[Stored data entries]

Issue #1044, opened 2023-05-05
Feature: `defineSelectors` command to support Screen/Page Object design pattern


larryng:
Additional context in [Slack](https://mobile-dev-inc.slack.com/archives/C041FU72T54/p1683300725606219)

I have working locally a command `defineSelectors` intended to help implement the Screen/Page Object pattern. It enables defining custom selectors that you can put in a subflow for loading in test flows. For example:
```yaml
# screens/login.yaml
...
- defineSelectors:
    Login.ForgotPassword: "Forgot password"
    Login.SignIn:
      id: id_sign_in
```

```yaml
# flow.yaml
...
- runFlow: screens/login.yaml  # Load the selectors
- assertVisible:
    selector: Login.ForgotPassword
- tapOn:
    selector: Login.SignIn
```

I'm aware that currently there is a JS approach for doing this, something like:
```js
// screens/login.js
output.Login = {
  ForgotPassword: "Forgot Password",
  SignIn: "id_sign_in"
}
```

```yaml
# flow.yaml
...
- runScript: screens/login.yaml  # Load the selectors
- assertVisible: ${output.Login.ForgotPassword}
- tapOn:
    id: ${output.Login.SignIn}
```

Advantages of `defineSelectors` would be:
 * It's more concise. No need for `output` or `${}`.
 * You can compose multiple selectors.
 * Less leaky. JS approach requires you to know what selector a variable maps to (text, ID, etc.)
 * Better readability.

● Problem description: Find the lines in the records that include the string "ForgotPassword", and reply with how many there are, nothing more.

● Output for this task: 4